Data extracted from a collection:
------------------------
PR #2455, opened 2026-06-28
fix(snapping): snap labels to peers inside participant/lane

### LINKED ISSUE #2371: Alignment tools for labels don't work inside of participant/lane

eduardokaique:
### Proposed Changes

Closes #2371

#### Problem

External labels are always hovered onto the root element (see `FixHoverBehavior`),
so snap targets were computed from the root's children only. Inside a collaboration
the actual peers (events, gateways, ...) are children of the participant, not the
root — so no alignment assistance was given when moving a label inside a
participant/lane. Outside of a participant it worked because the label owner's
parent already *is* the root.

#### Solution

In `BpmnCreateMoveSnapping#addSnapTargetPoints`, when moving a label, also add the
label owner's actual container (`shape.labelTarget.parent`) as a snap target source,
reusing the existing recursion already used for sequence-flow parents. This restores
consistent behavior independent of the modeling context and also covers labels inside
expanded sub-processes.

### Steps to try out

1. Open `demo.bpmn.io` (or this build).
2. Create a pool with lanes and two labeled elements (e.g. start event + gateway).
3. Drag one external label — snap lines now align with the peer element inside the
   participant, identical to the behavior outside of a participant.

### Tests

Added `describe('label snapping')` in `BpmnCreateMoveSnappingSpec`:

- `should snap label to peer shape inside participant`
- `should snap label to peer shape (same behavior independent of context)` (regression in a plain process)

The participant test fails without the fix and passes with it; the full suite is green.

### Notes

This addresses the same issue as #2376 with a smaller, more general change (no extra
helper, also covers expanded sub-processes).

🤖 Generated with [Claude Code](https://claude.com/claude-code)

### DIFF
--- a/lib/features/snapping/BpmnCreateMoveSnapping.js
+++ b/lib/features/snapping/BpmnCreateMoveSnapping.js
@@ -171,6 +171,17 @@ BpmnCreateMoveSnapping.prototype.addSnapTargetPoints = function(snapPoints, shap
     snapPoints = this.addSnapTargetPoints(snapPoints, shape, target.parent);
   }
 
+  // labels are always hovered onto the root element (see FixHoverBehavior),
+  // so their peers (siblings of the labelTarget) are not picked up as snap
+  // targets; add the labelTarget's actual container explicitly
+  if (shape.labelTarget) {
+    var labelParent = shape.labelTarget.parent;
+
+    if (labelParent && labelParent !== target) {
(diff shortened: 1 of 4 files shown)


eduardokaique:
@falko, @nikku, @boris-petrov 
can you review this PR?

PR #2465, opened 2026-07-15
feat: add tooltips with title + shortcut key for palette entries 

AlekseyManetov:
### Proposed Changes

Related to https://github.com/camunda/camunda-modeler/issues/6011
Depends on [bpmn-io/diagram-js#1082](https://github.com/bpmn-io/diagram-js/pull/1082)

Adds `shortcut` to the hand/lasso/space/global-connect tool entries so the diagram-js palette tooltip shows the key hint.

Additionally some refactoring of keyboard bindings registration and exposing `SHORTCUTS_KEY_BINDINGS` map.

https://github.com/user-attachments/assets/17baf956-6de9-4828-928b-27085f350909

### Checklist

### DIFF
--- a/CHANGELOG.md
+++ b/CHANGELOG.md
@@ -6,7 +6,9 @@ All notable changes to [bpmn-js](https://github.com/bpmn-io/bpmn-js) are documen
 
 ___Note:__ Yet to be released changes appear here._
 
+* `FEAT`: add tooltip with title and shortcut on palette entries ([#2465](https://github.com/bpmn-io/bpmn-js/pull/2465))
 * `FIX`: point label link to the closest point of the connection ([#2493](https://github.com/bpmn-io/bpmn-js/pull/2493))
+* `DEPS`: update to `diagram-js@15.26.0`
 
 ## 18.26.0
 
--- a/lib/features/keyboard/BpmnKeyboardBindings.js
+++ b/lib/features/keyboard/BpmnKeyboardBindings.js
@@ -1,5 +1,7 @@
 import inherits from 'inherits-browser';
 
+import { forEach } from 'min-dash';
+
 import KeyboardBindings from 'diagram-js/lib/features/keyboard/KeyboardBindings';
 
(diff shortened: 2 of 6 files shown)


barmac:
[q] Why did you decide to implement it in bpmn-js? Note that: (1) palette is part of diagram-js; (2) we'd need to basically duplicate it for dmn-js

AlekseyManetov:
> [q] Why did you decide to implement it in bpmn-js?

Because the shortcut definitions themselves live in `bpmn-js`. But you are right that we would need to duplicate them for `dmn-js` in this case, which isn't a good solution. 

I would probably move the palette tooltip implementation to `diagram-js`. Then, `bpmn-js` and `dmn-js` can just pass the shortcut keys while defining palette entries. This way, the tooltip rendering logic will live in `diagram-js`, and `bpmn-js` / `dmn-js` will simply tell it which shortcut is used for each action in the palette. Does this sound better?

barmac:
The way I'd imagine this is that each palette provider can define a tooltip for an entry just like it defines now `title`. Then, that tooltip is used to display the actual tooltip.

AlekseyManetov:
I've reworked the solution and moved the palette tooltip implementation to `diagram-js` (see https://github.com/bpmn-io/diagram-js/pull/1082). Now, `bpmn-js` simply defines the shortcut key for palette entries, allowing it to be rendered inside the tooltip.

> The way I'd imagine this is that each palette provider can define a tooltip for an entry just like it defines now title.

I chose a slightly different approach by keeping `title` and `shortcut` as distinct properties. Because the shortcut is rendered inside a specific "badge" element, providing a single `tooltip` property would force us to pass a custom HTML structure into it to render that badge. 

Additionally, we don't want to keep the `title` property as a native HTML attribute anymore. If we do, the native browser tooltip will appear right alongside our custom one. 

Please take another look!

jarekdanielak (approved):

PR #2469, opened 2026-07-21
Add `categoryValueRef` support for elements visually inside groups

philippfromme:
### Proposed Changes

`categoryValueRef` was already used by `bpmn:Group` elements to reference the category value they represent. Other elements did not have that reference which made it impossible to tell what elements are part of a group without the DI. This pull request adds support for `categoryValueRef` for elements visually inside groups.

image

```xml
<bpmn:process id="Process_1" isExecutable="true">
  <bpmn:task id="Task_1" name="Task_1">
    <bpmn:categoryValueRef>CategoryValue_1</bpmn:categoryValueRef>
  </bpmn:task>
  <bpmn:task id="Task_2" name="Task_2" />
  <bpmn:group id="Group_1" categoryValueRef="CategoryValue_1" />
</bpmn:process>
<bpmn:category id="Category_1">
  <bpmn:categoryValue id="CategoryValue_1" value="Group_1" />
</bpmn:category>
```

* Add a reference to a group's category value to flow elements visually enclosed by it.
* Remove the reference when an element is moved out of the group or the group is removed.

### Checklist

* [ ] Pull request __establishes context__
  * [ ] __Link to related issue(s)__, i.e. `Closes {LINK_TO_ISSUE}` or `Related to {LINK_TO_ISSUE}`

### DIFF
--- a/lib/features/modeling/Modeling.js
+++ b/lib/features/modeling/Modeling.js
@@ -9,6 +9,7 @@ import AddLaneHandler from './cmd/AddLaneHandler';
 import SplitLaneHandler from './cmd/SplitLaneHandler';
 import ResizeLaneHandler from './cmd/ResizeLaneHandler';
 import UpdateFlowNodeRefsHandler from './cmd/UpdateFlowNodeRefsHandler';
+import UpdateCategoryValueRefsHandler from './cmd/UpdateCategoryValueRefsHandler';
 import IdClaimHandler from './cmd/IdClaimHandler';
 import SetColorHandler from './cmd/SetColorHandler';
 
@@ -37,6 +38,11 @@ import UpdateLabelHandler from '../label-editing/cmd/UpdateLabelHandler';
  * @typedef { {
  *   removeShape?: boolean;
  * } } UpdateLabelHints
+ *
+ * @typedef { {
+ *   categoryValue?: ModdleElement;
+ *   groupShape: Shape;
+ * } } GroupEntry
  */
 
 /**
@@ -87,6 +93,7 @@ Modeling.prototype.getHandlers = function() {
   handlers['lane.resize'] = ResizeLaneHandler;
   handlers['lane.split'] = SplitLaneHandler;
   handlers['lane.updateRefs'] = UpdateFlowNodeRefsHandler;
+  handlers['group.updateRefs'] = UpdateCategoryValueRefsHandler;
   handlers['id.updateClaim'] = IdClaimHandler;
   handlers['element.setColor'] = SetColorHandler;
   handlers['element.updateLabel'] = UpdateLabelHandler;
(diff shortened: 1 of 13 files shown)


nikku:
Great stuff :star: 

I'm a little bit more cautious about performance regressions these days, hence I gave the implementation a deeper look.

Turns out we can (should?) simplify it, so I pushed a few follow-up commits on top:

- **perf**: Set/Map-based dedup, hoisted category-value computation, scan flow elements only once per command bracket
- **refactor**: aligned `updateCategoryValueRefs` with the existing lane-refs API (plain shape arrays) and simplified the collector's `UpdateContext`
- **docs**: made the cleanup/revert contract explicit in `UpdateCategoryValueRefsHandler`
- **fix**: co-moving a group with a collapsed sub process stripped the ref, because the registry rescan picked up the sub process' root plane (shares the business object, has no position). Now filtered via `element.parent`, plus a regression test.

Verified update on co-move still recomputes once and yields zero net changes — bounded (O(elements) per bracket) and consistent with the lane-refs pattern, so I left it as-is.

nikku:
I'd be happy to fold my cat value changes into your commit. Just have a quick look into my adjustments @philippfromme.

philippfromme:
Thanks for the follow-ups, @nikku! Looks good to me. One decision I should make transparent: BPMN supports the inverse reference too: `categorizedFlowElements` points from the category to the flow elements. I decided not to implement that. 

###

image

###

Up to us to decide whether it's worth implementing that.

nikku (approved):
Approved. Needs @philippfromme's quick check + squash (that I'll execute).

nikku:
`categorizedFlowElements` - that is a virtual collection - we would need to update the bpmn model to implement it - let's not do that for now, but keep as a follow-up.

nikku:
One issue with the PR - caught during manual testing:

* :lady_beetle: When a group is created, then it does not have a `categoryValueRef` - hence there is nothing to categorize elements against

---

I take another stab at this.

philippfromme:
> 🐞 When a group is created, then it does not have a categoryValueRef - hence there is nothing to categorize elements against

But isn't this expected? Grouping will only really happen when you give the group a name. Or should we create an empty category value anyway?

nikku:
> Grouping will only really happen when you give the group a name. Or should we create an empty category value anyway?

We should make it possible to group elements with or without a group label - yes. I'm working on fixing that at the moment.

nikku:
Merged your cleanups already. Moving on to cleaning up the auto heal that I added.

nikku:
The following changes landed on this PR:

* categories now handled like other root elements
* eagerly create group -> category and update ("auto-heal") on group change
* actual fix for your matter (https://github.com/bpmn-io/bpmn-js/pull/2469/commits/b88f8c69bf3e06e3b6b33f9f3306d391ef5293b5)

Manual integration test passed.

@philippfromme please have a look.

nikku (approved):
Ready to merge from my end ✔️

nikku:
Released via https://github.com/bpmn-io/bpmn-js/releases/tag/v18.23.0.

PR #2475, opened 2026-07-27
fix(rules): prevent copying message flow without its participants

### LINKED ISSUE #1902: Creating Message Flow in Process Not Prevented

nikku:
### Proposed Changes

Copying a `bpmn:MessageFlow` together with its two flow nodes — but _not_ their participants — and pasting after the diagram became a plain process crashed the editor (`no parent for <MessageFlow_1> in <Process_...>`). The message flow slipped through the per-connection `connection.create` rule and landed in a `bpmn:Process`, where `BpmnUpdater` pushed onto an undefined `messageFlows` list.

This blocks the case at the `element.copy` rule chokepoint in `BpmnRules`: a message flow may now only be copied if **both** of its connected participants are part of the copied selection, mirroring the existing "copy lane without parent participant → false" precedent. When they aren't, the message flow is silently dropped from the clipboard instead of being pasted into an invalid organizational context:

capture Tk1fj7_optimized

Closes https://github.com/bpmn-io/bpmn-js/issues/1902

**Steps to try out**

1. Model a collaboration with two pools, a task in each, and a message flow between the tasks.
2. Copy both tasks + the message flow (without the pools).
3. Remove both pools so the diagram becomes a plain process.
4. Paste — previously crashed; now the tasks paste and the message flow is dropped.

### Checklist

### DIFF
--- a/lib/features/rules/BpmnRules.js
+++ b/lib/features/rules/BpmnRules.js
@@ -1190,7 +1190,45 @@ function canCopy(elements, element) {
     return false;
   }
 
+  // do not copy message flows unless both connected participants are copied,
+  // too; otherwise they would end up in an invalid organizational context
+  if (is(element, 'bpmn:MessageFlow') && !canCopyMessageFlow(elements, element)) {
+    return false;
+  }
+
   return true;
+}
+
+/**
+ * A message flow may only be copied if both of its participants are copied,
+ * too. Otherwise it would be pasted into an invalid organizational context,
+ * e.g. a plain process.
+ *
+ * @param {Element[]} elements
+ * @param {Connection} connection
+ *
+ * @return {boolean}
+ */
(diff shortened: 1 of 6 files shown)


nikku:
Released via https://github.com/bpmn-io/bpmn-js/releases/tag/v18.23.0.

PR #68, opened 2022-03-23
Add weights to layout + little fix

iaciac:
1. New `weighted_barycenter_spring_layout` similar to the `barycenter_spring_layout`, but where weights are added in order to keep the hyperedges closer together. 
2. Little fix on the numbering of the phantom nodes in the `barycenter_spring_layout` that allows for node labels different from {0,...,N-1}.


xgi/drawing/layout.py
```diff
@@ -99,7 +100,7 @@ def barycenter_spring_layout(H, return_phantom_graph=False):
         G.add_edge(i, j)
     
     # Adding phantom nodes and connections therein
-    phantom_node_id = H.number_of_nodes() #the first id is N (the first node is 0)
+    phantom_node_id = max(H.nodes)+1
```
maximelucas, line 103: H.num_nodes

xgi/drawing/layout.py
```diff
@@ -115,6 +116,58 @@ def barycenter_spring_layout(H, return_phantom_graph=False):
...
+    
+    # Adding real nodes
+    G.add_nodes_from(list(H.nodes))
+    
+    # Adding links (edges composed by two nodes only, for which we don't use phantom nodes)
+    for i, j in H.edges_of_order(1).values():
+        G.add_edge(i, j, weight=1*5)
+    
+    # Adding phantom nodes and connections therein
+    phantom_node_id = max(H.nodes)+1
```
maximelucas, line 155: H.num_nodes

xgi/drawing/layout.py
iaciac: What if nodes are not numbered from 0 to N-1? Let's say your nodes are {1,2,4}, so the number of nodes is 3, then H.num_nodes+1 (the ID of the phantom node) will be 4 which is already in use.
I'm open to better solutions :)

maximelucas:
In `weighted_barycenter_spring_layout`, the default weight 5 is hardcoded and used twice. 
Do we want to have a variable for it? Do we want to include it as an argument with default value 5?

Also, now the scaling factor for weights of hyperedges is `d`, we could pass it as an argument to allow flexibility for the user?

xgi/drawing/layout.py
maximelucas: Ah yea good point, my bad :) Is it possible that an edge already ID `H.num_nodes+1' and that it clashes? I don't remember how we deal with IDs from nodes and edges. In any case, forget my suggestion hehe.

maximelucas:
In `random_layout`, the example includes `H = nx.stupid_hypergraph()`. I guess it should be xgi. not nx.? Same for the next line of the example. Also, if we don't actually have that function, I would maybe replace with the `xgi.random_hypregraph` that we often used in the examples. 

You use `@random_state(3)` to deal with the seed. I guess it works but it's different from what we used in the random hypergraph generators. Better to choose one or the other for consistency I guess.

leotrs (approved):
Looks good to me! We'll have to remember to have some notebooks with examples and so on.

maximelucas:
Looks great!

maximelucas (approved):

PR #69, opened 2022-03-23
Filter edges by order and nodes by degree

leotrs:
This is an addition to the view interface. Essentially, now we can do the following:
```python
H = xgi.Hypergraph([[1, 2, 3], [3, 4], [4, 5, 6]])

# filter nodes by degree
H.nodes
# -> NodeView((1, 2, 3, 4, 5, 6))
H.nodes(degree=2)     # awesome new stuff
# -> NodeView((3, 4))

# filter edges by order
H.edges
# -> EdgeView((0, 1, 2))
H.edges(order=2)     # whoa
# -> EdgeView((0, 2))

# awesome stuff happens
1 in H.edges
# -> True
1 in H.edges(order=2)     # magic
# -> False
```

Using `H.nodes(degree)` or `H.edges(order)` return view objects that contain only a subset of nodes or edges. These are still instances of the same old view classes. The difference is that now `IDView` contains a list of IDs that it keeps track of. So it will always contain the entire dictionary and attributes of all nodes/edges, just like before, but now whenever it reads from them, it uses the provided subset of IDs that it is keeping track of. This is probably going to be a pain in the ass later on because whenever we add or change functionality of `IDView`, we will need to remember to use the subset of ids, and not the keys of the stored dictionary which would be more natural.

One technical comment is that I had to implement the class method `IDView.from_view` to create a new view from a different view. This is because the constructor of `NodeView` and `EdgeView` take only a hypergraph, so we didn't have a way of creating a view from a view.

One drawback of the current implementation is that the views no longer preserve order. In particular, I had to change all the tests that use views from lists to sets. So that made the diff a little messy.

Finally, in the process of writing this I found a bug in how json hypergraphs were being read. The specified nodetype was not being respected. This is now fixed.


leotrs:
If anyone can review this it'd be great :) @nwlandry @maximelucas @iaciac

maximelucas:
Good job. The ability to filter edges and nodes like that is great.
I'm only worried about it not preserving order. Do you think it could made to preserve it?

The order is not fundamental in the sense that changing it does not make things wrong, but it's quite practical to keep a consistent order when, for example, you want to check visually if your functions does what you think it does. Especially for hypergraphs that are not super small. For example if you need check that correct edges were removed, and they are are in a completely different order.

xgi/classes/reportviews.py
```diff
@@ -149,18 +168,14 @@ def __getitem__(self, id):
...
 
         """
+        if id not in self._ids:
+            raise XGIError(f"The ID {id} is not in this view")
+
         try:
-            return self._id_attrs[id]
+            return self._id_attr[id]
         except KeyError as e:
             raise XGIError(f"The ID {id} is not in the hypergraph") from e
```
nwlandry, line 177: I would also add a TypeError for when a user specifies an unhashable id

xgi/classes/reportviews.py
```diff
@@ -194,8 +209,26 @@ def __repr__(self):
...
 
+    def __call__(self, size):
+        """Filter the results by size."""
+        bunch = [id for id in self._id_dict if len(self._id_dict[id]) == size]
+        return self.from_view(self, bunch)
+
+    @classmethod
+    def from_view(cls, view, bunch=None):
+        """Create a view from another view.
+
```
nwlandry, line 220: Could you add the parameters in the docstring?

leotrs:
@maximelucas you're right, I've reverted the changes and now it preserves order. I updated the tests as well. It will now be slower to check for membership but I think we can afford that for the time being.

xgi/classes/reportviews.py
leotrs: done!

xgi/classes/reportviews.py
leotrs: Done! I'll write more extensive docs in the docs branch

nwlandry (approved):
I'm approving with minor changes requested. If you could also remove `has_edge_id` from Hypergraph.py that would be great.

xgi/classes/simplicialcomplex.py
```diff
@@ -275,13 +272,10 @@ def remove_simplex_ids_from(self, ebunch):
...
-                for node in self.edges.members(id):
-                    self._node[node].remove(id)
-                del self._edge[id]
-                del self._edge_attr[id]
-            except:
-                pass
+            for node in self.edges.members(id):
+                self._node[node].remove(id)
+            del self._edge[id]
+            del self._edge_attr[id]
```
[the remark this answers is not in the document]
leotrs: In what for loop?

maximelucas (approved):

maximelucas:
Wait, why is `has_edge_id` unnecessary now?

leotrs:
> Wait, why is `has_edge_id` unnecessary now?

It was never necessary I think. Or perhaps it was necessary before we reworked the views. Now you can just do `e in H.edges`.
------------------------
◆ Directions for this task ◆
Scan the lines above for the word "onto" and copy every one where it occurs.

◆ Exercise answer ◆
External labels are always hovered onto the root element (see `FixHoverBehavior`),
+  // labels are always hovered onto the root element (see FixHoverBehavior),
Copying a `bpmn:MessageFlow` together with its two flow nodes — but _not_ their participants — and pasting after the diagram became a plain process crashed the editor (`no parent for <MessageFlow_1> in <Process_...>`). The message flow slipped through the per-connection `connection.create` rule and landed in a `bpmn:Process`, where `BpmnUpdater` pushed onto an undefined `messageFlows` list.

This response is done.